## Required work
When a line of the entries contains the word "related", report that line.

## Record excerpts
====================

PR #3039, opened 2021-09-28
Create transform images

rijobro:
Partly addresses https://github.com/Project-MONAI/MONAI/issues/2721.

### Description
Automatic generation of transform example image and add to the docstring.

image

### Status
**Ready**

### Types of changes


rijobro:
Could do but it would mean that we can't automate it (easily) as we can this way. Current images are 250kB, if we have 100 transforms to visualise that's 25MB. Is that too much? We could downsample by factor 2 to reduce to 6MB, and I'm sure we could play with data types to further reduce. What do you think?

wyli:
I think every time we modify the images it'll create another copy in the git history and increase the size of the `.git` folder, this might not scale...

ericspod:
I think it's best we store this data elsewhere, we've used gdrive and other sources before, we can do that for now at least.

rijobro:
Do we have an official MONAI gdrive (or similar)? I wouldn't want to have it on my personal and then accidentally delete it.

wyli:
> Do we have an official MONAI gdrive (or similar)? I wouldn't want to have it on my personal and then accidentally delete it.

Thanks, I was looking for some other options but couldn't get an idea. Creating a new GitHub repo as you did looks good to me. Further in this direction, perhaps we need a way to dynamically inject the URLs with a global variable? https://stackoverflow.com/questions/57417808/standardizing-a-link-using-a-global-variable-in-sphinx-documentation

rijobro:
Hi @ericspod @wyli
I created a [new repository](https://github.com/Project-MONAI/DocImages) and will store the images there. I won't use it as a git submodule as these can get messy. Instead I'll use an environment variable pointing to that repository. Using git is advantageous in that (a) we can all add to it and (b) the URLs that get created are consistent (unlike gdrive that contains some random characters).

ericspod:
Another repository makes sense. We should keep an eye on how large its .git directory gets over time to see if it's really an issue, Github's LFS is a thing as well that's meant to help manage large files and prevent that kind of issue. We keep talking about it and never trying it.

monai/transforms/utils_create_transform_ims.py
```diff
@@ -0,0 +1,220 @@
...
+    url = "https://www.dropbox.com/s/ndz8qtqblkciole/" + fname + "?dl=1"
+    out_path = os.path.join(cache_dir, "MarsAtlas-MNI-Colin27")
+    zip_path = os.path.join(cache_dir, fname)
+
+    download_and_extract(url, zip_path, out_path)
+
+    image, label = sorted(glob(os.path.join(out_path, "*.nii")))
+
+    data = {CommonKeys.IMAGE: image, CommonKeys.LABEL: label}
+
```
ericspod, line 66: You could have `max_size = max(image.shape)` here and then have the `SpatialPadd` in your transform sequence to eliminate lines 76-79 and replace line 75 with `return transforms(data)`.

monai/transforms/utils_create_transform_ims.py
```diff
@@ -0,0 +1,220 @@
...
+    for i, line in enumerate(contents):
+        # find the line containing start of the transform documentation
+        if "`" + transform_name + "`" in line:
+            doc_start = i
+            break
+    if doc_start is None:
+        raise RuntimeError("Couldn't find transform documentation")
+
+    # if image is already in docs, nothing to do
+    image_line = doc_start + 2
```
ericspod, line 99: This relies on very precise formatting I guess Sphinx enforces for us.

ericspod (approved):

monai/transforms/utils_create_transform_ims.py
rijobro: But I won't know what the max size is until I've loaded the image. Which implies two sets of transforms, right?

wyli (approved):

monai/transforms/utils_create_transform_ims.py
ericspod: Yes true, typically we'd choose a fixed image size for SpatialPadd to avoid this problem.

monai/transforms/utils_create_transform_ims.py
```diff
@@ -0,0 +1,220 @@
...
+    ax.set_axis_off()
+    fig.add_axes(ax)
+    ax.imshow(images, cmap="gray")
+    if labels is not None:
+        ax.imshow(labels, cmap="hsv", alpha=0.9)
+    fig.savefig(filename, dpi=images.shape[0])
+    plt.close(fig)
+
+
+def create_transform_im(transform, data, ndim, update_doc=True, out_dir=None, seed=0):
```
wyli, line 168: @SachidanandAlle mentioned that providing this utility to the users so that they can visualise the effects of the transforms for any input images. Looks like a nice feature to have cc @rijobro @Nic-Ma @ericspod

PR #3529, opened 2021-12-21
Update CSVDataset in dataset.py

nvahmadi:
Fixes lack of control over `pd.read_csv()` parameters, e.g. it is now possible to denote the file delimiter.

### Description
`kwargs` argument currently addresses merge operation. There is no way to change `kwargs` for `read_csv ()` call (e.g. to change delimiter from standard `,` to `\t`. 
Suggestion: Have `kwargs_read_csv` and `kwargs_merge` arguments to allow separate and finer user-control over both loading & merging mechanism.

### Status
**Ready for review**

### Types of changes


monai/data/dataset.py
```diff
@@ -1314,22 +1314,23 @@ def __init__(
         col_types: Optional[Dict[str, Optional[Dict[str, Any]]]] = None,
         col_groups: Optional[Dict[str, Sequence[str]]] = None,
         transform: Optional[Callable] = None,
-        **kwargs,
+        **kwargs_read_csv: Optional[Dict] = {},
```
wyli, line 1317: thanks, these would be without the `**` and accepting dictionaries, could you please also update the unit tests in `tests/test_csv_dataset.py`? (to run the tests: `python -m tests.test_csv_dataset`)

Nic-Ma: Hi @nvahmadi ,

Could you please help also update CSVIterableDataset?
https://github.com/Project-MONAI/MONAI/blob/dev/monai/data/iterable_dataset.py#L122

Thanks.

PR #3530, opened 2021-12-21
3525 Fix invertible issue in OneOf compose

### LINKED ISSUE #3525: `OneOf` Compose can't support non-invertible transforms
Issue reported from internal SA team, `OneOf` compose method can't support non-invertible transforms.
Program to reproduce the issue:
```py
transform = Compose([
    Resized(keys="img", spatial_size=[100, 100, 100]),
    OneOf([
        RandScaleIntensityd(keys="img", factors=0.5, prob=1.0),
        RandShiftIntensityd(keys="img", offsets=0.5, prob=1.0),
    ]),
])
transform.set_random_state(seed=0)
result = transform({"img": np.ones((1, 101, 102, 103))})

result = transform.inverse(result)
print(result["img"].shape)
```
Got the error:
```
  File "/workspace/data/medical/MONAI/monai/transforms/transform.py", line 82, in apply_transform
    return _apply_transform(transform, data, unpack_items)
  File "/workspace/data/medical/MONAI/monai/transforms/transform.py", line 53, in _apply_transform
    return transform(parameters)
  File "/workspace/data/medical/MONAI/monai/transforms/compose.py", line 264, in inverse
    raise RuntimeError(f"Applied OneOf transform is not invertible (applied index: {index}).")
RuntimeError: Applied OneOf transform is not invertible (applied index: 1).

...
```

Nic-Ma:
Fixes #3525 .

### Description
This PR enhanced `OneOf` compose to support non-invertible transforms.

### Status
**Ready**

### Types of changes


monai/transforms/compose.py
```diff
@@ -256,12 +256,9 @@ def inverse(self, data):
                 # and then remove the OneOf transform
                 self.pop_transform(data, key)
         if index is None:
-            raise RuntimeError("No invertible transforms have been applied")
+            # no invertible transforms have been applied
```
wyli, line 259: I think this should still raise the error, `index` should be known after line 241

Nic-Ma: Hi @wyli ,

The previous logic is a little bit misleading: it saved duplicated `index` info for **every applied key** of **invertible transform**, so it may be multiple items in the data or not existing (if not invertible transform).
I updated to only save 1 index info in the data for this `OneOf` compose and added `deepcopy` logic as all the other inverse functions in invertible transforms.

Thanks in advance.

wyli: What is the issue of tracking every applied key? I think it's good. The modification here might cause confusions about the concepts of transform class key and data key. Class name is already tracked in the dict https://github.com/Project-MONAI/MONAI/blob/58ded727f1d3eeb21cf7b492afb53f07f13ddfe2/monai/transforms/inverse.py#L60

Nic-Ma: Hi @wyli ,

Actually, I am OK with either solution, maybe I didn't describe the previous issue clearly:
Here is the previous code logic:
```py
  _transform = self.transforms[index]
  data = apply_transform(_transform, data, self.map_items, self.unpack_items)
  # if the data is a mapping (dictionary), append the OneOf transform to the end
  if isinstance(data, Mapping):
      for key in data.keys():
          if self.trace_key(key) in data:  ---------> HERE
              self.push_transform(data, key, extra_info={"index": index})
```
It checks all the keys in the data, save the `index` info only when the **transform is invertible transform** and it handles this key(`keys=[...]`). So if the transform is not invertible, `index` will be None in the `inverse()` function, I changed it to not raise error for this case. Your previous comment asked to still raise error for None index, so I changed to always save the `index` info in this version. If you prefer to the previous change, I can reset it.
What do yo think?

Thanks.

wyli: I'm sorry that I misunderstood your previous solution, actually that fixes #3525 already.

Nic-Ma: Sure, no problem, I reverted the commit.

Thanks.

wyli (approved):
Thanks, it looks good to me.

PR #3551, opened 2021-12-29
Smooth Deform

ericspod:
### Description
This adds a non-rigid deformation transform class based on smooth fields which can be faster than the existing 2D/3D transforms. This includes changes to the `SmoothField` to improve speed and operate entirely with tensors. A few constructor variables and some behaviour has been changed as well as a few changes to the existing smooth field classes.

### Status
**Ready**

### Types of changes


monai/transforms/smooth_field/array.py
```diff
@@ -14,90 +14,163 @@
...
+        pad_slice = slice(None) if self.pad == 0 else slice(self.pad, -self.pad)
+        self.rand_slices = (0, slice(None)) + (pad_slice,) * len(self.rand_size)
+
+        self.set_spatial_size(spatial_size)
 
     def randomize(self, data: Optional[Any] = None) -> None:
-        self.field = self.R.uniform(self.low, self.high, (self.channels,) + self.rand_size)  # type: ignore
-        if self.padder is not None:
-            self.field = self.padder(self.field)
+        self.field[self.rand_slices] = torch.from_numpy(self.R.uniform(self.low, self.high, self.crand_size))
```
Nic-Ma, line 94: Maybe use `convert_data_type` to convert to `self.device` directly?
https://github.com/Project-MONAI/MONAI/blob/dev/monai/utils/type_conversion.py#L213

Thanks.

monai/transforms/smooth_field/array.py
```diff
@@ -14,90 +14,163 @@
...
+                recompute_scale_factor=False,
+            )
 
-        return rescale_array(resized_field, self.field.min(), self.field.max())
+            mina = resized_field.min()
+            maxa = resized_field.max()
+            minv = self.field.min()
+            maxv = self.field.max()
+
+            # faster than rescale_array (?)
```
Nic-Ma, line 134: May I know why it's faster than `rescale_array`?
https://github.com/Project-MONAI/MONAI/blob/dev/monai/transforms/utils.py#L151

Thanks.

monai/transforms/smooth_field/array.py
```diff
@@ -217,7 +325,137 @@ def __call__(self, img: np.ndarray, randomize: bool = True):
...
 
+        # everything below here is to be computed using the destination type (numpy, tensor, etc.)
+
         out = img * rfield
-        out, *_ = convert_to_dst_type(out, img, img.dtype)
 
         return out
+
+
+class RandSmoothDeform(RandomizableTransform):
```
Nic-Ma, line 335: Could you please help add the transform image for these 2 new transforms?
https://github.com/Project-MONAI/MONAI/blob/dev/monai/transforms/utils_create_transform_ims.py#L705
If you don't want to investigate it, I can help add it later when this PR is merged.

Thanks in advance.

monai/transforms/smooth_field/array.py
```diff
@@ -217,7 +325,137 @@ def __call__(self, img: np.ndarray, randomize: bool = True):
...
+        prob: probability transform is applied
+        def_range: value of the deformation range in image size fractions, single min/max value  or min/max pair
+        grid_dtype: type for the deformation grid calculated from the field
+        grid_mode: interpolation mode used for sampling input using deformation grid
+        grid_padding_mode: padding mode used for sampling input using deformation grid
+        grid_align_corners: if True align the corners when sampling the deformation grid
+        device: Pytorch device to define field on
+    """
+
+    backend = [TransformBackends.TORCH, TransformBackends.NUMPY]
```
Nic-Ma, line 358: As your computation is only on `Tensor`, the `backend` should be: `[TransformBackends.TORCH]`.
All the transforms support `numpy in numpy out` and `tensor in tensor out` so far.

Thanks.

monai/transforms/smooth_field/array.py
ericspod: We should be sticking to our defined conversion routines as a matter of uniformity but I know that `uniform` will give me a numpy array that's typically very small so this conversion is going to be much faster than `convert_data_type`. One if the issues I'm trying to address with the smooth field types is improving performance and some of these compromises may be necessary.

monai/transforms/smooth_field/array.py
ericspod: `rescale_array` rescales the input to the unit range then again to the requested range and has various checks, this avoids a lot of unneeded computation, and uses the inline Pytorch operators to avoid needless copying. Like the previous mentioned issue we're deviating from standard here for performance reasons so the question is if it's worth it.

monai/transforms/smooth_field/array.py
ericspod: I've added what I think should work for this, I've reduced the size of the random fields for all the smooth field transforms to (10,10,10) which should give better looking results.

monai/transforms/smooth_field/array.py
ericspod: Changed.

monai/transforms/smooth_field/array.py
Nic-Ma: Thanks for your update, could you please help also upload the added / updated images to:
https://github.com/Project-MONAI/DocImages

Thanks in advance.

monai/transforms/smooth_field/array.py
Nic-Ma: OK, I see your point.
Is it possible to also change the `self.field.to(self.device).clone()` part to this line?

Thanks.

monai/transforms/smooth_field/array.py
Nic-Ma: OK, BTW, do you think it's possible to enhance the `rescale_array` for better performance as you mentioned?
I think that would be also useful for other components.

Thanks.

Nic-Ma (approved):
Looks good to me.
@wyli @rijobro Do you have any comments about the `convert_data_type` and `rescale_array` related performance parts?

Thanks in advance.

monai/transforms/smooth_field/array.py
ericspod: `rescale_array` is first rescaling to unit range then to the desired range so it's doing something slightly different. It also has to check that the input's range is not zero but that's checked here in the constructor, so the time savings is somewhat particular to this application.

monai/transforms/smooth_field/array.py
ericspod: I changed it to remove `to(self.device)`, that part isn't needed but I do want to clone in case the unresized field is wanted for something and this should be fresh.

monai/transforms/smooth_field/array.py
ericspod: I can update the images but maybe better if you could do it after merge as I haven't gotten into it yet. We should update the readme of the DocImages repo to describe what to do or automate it somehow.

Nic-Ma: Sure, I can update that repo later.

Thanks.

monai/transforms/smooth_field/array.py
Nic-Ma: ok, I see.

Thanks.

monai/transforms/smooth_field/dictionary.py
```diff
@@ -81,67 +99,76 @@ def randomize(self, data: Optional[Any] = None) -> None:
...
 
         if not self._do_transform:
             return data
 
         d = dict(data)
 
-        for key in self.key_iterator(d):
+        for idx, key in enumerate(self.key_iterator(d)):
             if not self.apply_same_field:
                 self.randomize()  # new field for every key
```
wyli, line 112: for this `apply_same_field=False`, is it an equivalent of creating multiple instances
```py
rand_smooth = RandSmoothFieldAdjustContrastd("img", ...)
rand_smooth1 = RandSmoothFieldAdjustContrastd("img1", ...)
```
I think we should drop this option to simplify the API...

wyli: this comment is not resolved before merging... could you help clarify the use case of `apply_same_field`? @ericspod

ericspod: It was an edge case to consider if there was some reason to distort two images in different ways, eg. for registration training, and it would be more efficient than having two transforms. I can remove it in a separate PR if you think it's worth removing.

ericspod: https://github.com/Project-MONAI/MONAI/pull/3556

PR #3560, opened 2021-12-31
3559 Enhance `DatasetSummary` for several points

### LINKED ISSUE #3559: Enhance `DatasetSummary` for several points
Thanks for @dongyang0122 's great work to develop `DatasetSummary`, would be nice to enhance the below items:
1. It only has `meta_key_postfix` arg, missed `meta_key` to be consistent with other MONAI modules when using flexible meta key: https://github.com/Project-MONAI/MONAI/blob/dev/monai/transforms/io/dictionary.py#L68
2. The `spacing` data or `image`, `label` may not be `Tensor`, it depends on the `Dataset` and `collate_fn` of DataLoader, need to convert data type to `Tensor` first.
2. It supports `kwargs` for DataLoader but didn't cover it in the unit tests, would be nice to add it.

Nic-Ma:
Fixes #3559 .

### Description
This PR enhanced the `DatasetSummary` for below items:
1. Added `meta_key` arg to be consistent with other MONAI modules.
2. Added support for non-Tensor data.
3. Added more unit tests for non-Tensor data and `**kwargs` for `DataLoader`.

### Status
**Ready**

### Types of changes


monai/data/dataset_summary.py
```diff
@@ -92,8 +100,8 @@ def get_target_spacing(self, spacing_key: str = "pixdim", anisotropic_threshold:
             self.collect_meta_data()
         if spacing_key not in self.all_meta_data[0]:
             raise ValueError("The provided spacing_key is not in self.all_meta_data.")
-
-        all_spacings = torch.cat([data[spacing_key][:, 1:4] for data in self.all_meta_data], dim=0).numpy()
+        all_spacings = concatenate(to_cat=[data[spacing_key][:, 1:4] for data in self.all_meta_data], axis=0)
```
wyli, line 103: Thanks, I think this class could be enhanced with the recent 'Cumulative' API, it will ensure torch tensors.

Nic-Ma: Ah, yes, let me try to update it with the `append` API of `Cumulative`:
https://github.com/Project-MONAI/MONAI/blob/dev/monai/metrics/metric.py#L215

Thanks for your reminder.

Nic-Ma: Hi @wyli ,

I spent much time today to try to use `Cumulative`, but seems it's not very suitable for this DatasetSummary.
Maybe I misunderstood your suggestion, I tried to use `Cumulative` for the `all_spacings`, but actually, here we:
1. Get all the data from saved meta data dictionaries in a for loop directly, not like the iterations append / extend of Cumulative.
2. It `concat` the result instead of `stack` the result in the `sync` of Cumulative:
https://github.com/Project-MONAI/MONAI/blob/dev/monai/metrics/metric.py#L255

So I feel maybe we don't need to use `Cumulative` here? Or could you please help share more details about your suggestion?

Thanks in advance.

Nic-Ma:
new flake8 errors are fixed in https://github.com/Project-MONAI/MONAI/pull/3562.

Thanks.

monai/data/dataset_summary.py
wyli: Sure, I can look into this later, it's not a blocking issue.

wyli (approved):

monai/data/dataset_summary.py
Nic-Ma: Thanks, after some expepiments, I have some ideas but need to change the API or args, maybe we can have an online discussion about this topic when you looking into it later.

Thanks in advance.

PR #3570, opened 2022-01-04
498 Add logger_handler to LrScheduleHandler

Nic-Ma:
Fixes https://github.com/Project-MONAI/tutorials/discussions/498.

### Description
This PR added `logger_handler` to the `LrScheduleHandler`, same as other MONAI components, like:
https://github.com/Project-MONAI/MONAI/blob/dev/monai/handlers/stats_handler.py#L57
https://github.com/Project-MONAI/MONAI/blob/dev/monai/transforms/utility/array.py#L561

### Status
**Ready**

### Types of changes


monai/handlers/lr_schedule_handler.py
```diff
@@ -47,6 +48,9 @@ def __init__(
                 `True` is epoch level, `False` is iteration level.
             step_transform: a callable that is used to transform the information from `engine`
                 to expected input data of lr_scheduler.step() function if necessary.
+            logger_handler: if `print_lr` is True, add additional handler to log the learning rate: save to file, etc.
+                all the existing python logging handlers: https://docs.python.org/3/library/logging.handlers.html.
+                the handler should have a logging level of at least `INFO`.
```
wyli, line 53: is this line 53 copied here by mistake?

Nic-Ma: Hi @wyli ,

It's not a mistake, the `logger_handler` should take level > INFO as we use `logger.info` to save:
https://github.com/Project-MONAI/MONAI/blob/dev/monai/handlers/lr_schedule_handler.py#L85

Thanks.

tests/test_handler_stats.py
```diff
@@ -136,18 +136,19 @@ def _train_func(engine, batch):
             # set up testing handler
             stats_handler = StatsHandler(name=key_to_handler, tag_name=key_to_print, logger_handler=handler)
             stats_handler.attach(engine)
+            stats_handler.logger.setLevel(logging.INFO)
 
             engine.run(range(3), max_epochs=2)
             handler.close()
             stats_handler.logger.removeHandler(handler)
             with open(filename) as f:
                 output_str = f.read()
```
wyli, line 145: What was the issue with this test? I remember previously it worked

Nic-Ma: Hi @wyli ,

Sorry I forgot to describe the issue here.
The previous test code actually didn't run into the `assert`:
```py
for idx, line in enumerate(output_str.split("\n")):
    if grep.match(line):  # ---------------> here is FALSE, so following logic didn't run at all and passed
        if idx in [1, 2, 3, 6, 7, 8]:
            self.assertTrue(has_key_word.match(line))
```

Thanks.

wyli: Right, looks like we have the same issue for the other test cases https://app.codecov.io/gh/Project-MONAI/MONAI/blob/dev/tests/test_handler_stats.py

Nic-Ma: Hi @wyli ,

Nice catch by the tool! Let me update them all.

Thanks.

wyli (approved):
Thanks, it looks good to me.

tests/test_handler_stats.py
Nic-Ma: Updated all the wrong test cases in the latest commit.

Thanks.

Issue #3603, opened 2022-01-07
Remove `"image"`, `"label"`, `"image_meta_dict"` and `"label_meta_dict"` from codebase


rijobro:
**Is your feature request related to a problem? Please describe.**
As a first step towards https://github.com/Project-MONAI/MONAI/issues/2424, we should remove all explicit calls to `"image_meta_dict"` and `"label_meta_dict"`.

wyli:
primary data types are now migrated to metatenor

PR #3605, opened 2022-01-07
replace `"image"` and `"label"` with `CommonKeys.IMAGE` and `CommonKeys.LABEL`

rijobro:
Fixes https://github.com/Project-MONAI/MONAI/issues/3603.

This prepares the codebase for tracking meta data.

### Status
**Ready**

### Types of changes


wyli (commented):
I feel `DictPostFixes.META` is quite useful for linking data and metadata. not sure about `CommonKeys.IMAGE` and `CommonKeys.LABEL`, the "image" is more intuitive, and we shouldn't rely on these for data typing, as it will introduce framework-like contraints... cc @ericspod @Nic-Ma

rijobro:
Externally, users can still use `"image"`, I just thought that internally we should avoid using "magic" variables where possible which means converting `"image"` to `CommonKeys.IMAGE` etc. 

I can revert this component of the PR if you would like.

ericspod:
In general we shouldn't have magic strings to avoid issues with typos or using inconsistent names in places, our code should exhibit what we believe to be good practice. Users can indeed still use string literals if they want so they aren't constrained to using our constants. It is more verbose this way but I don't feel it's unintuitive, the names of our constants should be as descriptive as the string literals they replace.

wyli:
> the names of our constants should be as descriptive as the string literals they replace.

So how about renaming `CommonKeys.Image` to `DefaultKeyStr.Image`? or how to make sure we don't give an impression that the keys must be some object/class defined by MONAI? The keys can be any Hashable...

also, would be great to have a separate PR to introduce `DictPostFixes`, looks like we all happy with it.

rijobro:
Ok, this PR has been updated to only include `CommonKeys` changes.

tests/test_deepgrow_transforms.py
```diff
@@ -73,42 +79,42 @@
...
+    CommonKeys.IMAGE: np.arange(1000).reshape((1, 5, 10, 20)),
+    f"{CommonKeys.IMAGE}_meta_dict": {"foreground_cropped_shape": (1, 10, 20, 40)},
     "guidance": [[[6, 10, 14], [8, 10, 14]], [[8, 10, 16]]],
 }
 
 DATA_10 = {
-    "image": np.arange(9).reshape((1, 1, 3, 3)),
-    "image_meta_dict": {
+    CommonKeys.IMAGE: np.arange(9).reshape((1, 1, 3, 3)),
+    f"{CommonKeys.IMAGE}_meta_dict": {
```
ericspod, line 117: The "_meta_dict" part is now like a magic string, should we have that stored in `CommonKeys` and have `f"{CommonKeys.Image}_{CommonKeys.MetaDict}"`?

ericspod:
I tried going through everything but there's a lot of changes but it looks good what I saw. The only thing I mentioned was using "_meta_dict" as a literal in places. If we instead had `CommonKeys.MetaDict` then we could make keys like `f"{CommonKeys.Image}_{CommonKeys.MetaDict}"` or access dictionaries like `d[CommonKeys.Image, CommonKeys.MetaDict] = x` which will associate `x` with a pair containing the two key values. If we went with this approach there would be a lot more changes to make to use that syntax so not in this PR.

ericspod (approved):

tests/test_deepgrow_transforms.py
rijobro: see https://github.com/Project-MONAI/MONAI/pull/3671.

ericspod: Yeah that looks good though we should commit this PR first.

PR #3647, opened 2022-01-12
3578 Support single channel with OneHot format in KeepLargestConnectedComponents

Nic-Ma:
Fixes #3578 .

### Description
Thanks for @function2-llx feedback in #3578, this PR added support for the case that all the data are in OneHot format but some of them may only has 1 channel in `KeepLargestConnectedComponents` transform.

### Status
**Ready**

### Types of changes


monai/transforms/post/array.py
```diff
@@ -305,7 +305,11 @@ class KeepLargestConnectedComponent(Transform):
     backend = [TransformBackends.NUMPY]
 
     def __init__(
-        self, applied_labels: Union[Sequence[int], int], independent: bool = True, connectivity: Optional[int] = None
+        self,
+        applied_labels: Union[Sequence[int], int],
+        independent: bool = True,
+        connectivity: Optional[int] = None,
+        single_channel_onehot: bool = False,
```
wyli, line 312: thanks, I think we can have an `is_one_hot` flag indicating whether the input will be interpreted as one-hot. `img.shape[0]` is never a reliable condition for this check...

Nic-Ma: Hi @wyli ,

Thanks for your review and suggestion, adding this `is_one_hot` arg will make it breaking change, is it acceptable?

wyli: I see, sorry I misunderstood this, I guess the actual feature request is the question of `applied_label` indexing from 0 or 1?

single-channel onehot is a bit confusing, it's only possible when num_classes is 1 and the data are all zeros, which is not very useful in practice...

Nic-Ma: Hi @wyli ,

Or it can be the case as @holgerroth asked before, the data is in OneHot format and sliced with only 1 channel?
Anyway, I think you are right about "img.shape[0] is never a reliable condition for this check...", so I already totally updated in the latest commit to use `is_onehot` arg for it, I feel it's acceptable to change the API arg.
What do you think?

Thanks.

wyli (approved):
thanks, it looks good to me, we can add `is_onehot=None` to resume to the previous behaviour?

Nic-Ma:
> thanks, it looks good to me, we can add `is_onehot=None` to resume to the previous behaviour?

Thanks.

====================

## Answer to the problem
@wyli @rijobro Do you have any comments about the `convert_data_type` and `rescale_array` related performance parts?
**Is your feature request related to a problem? Please describe.**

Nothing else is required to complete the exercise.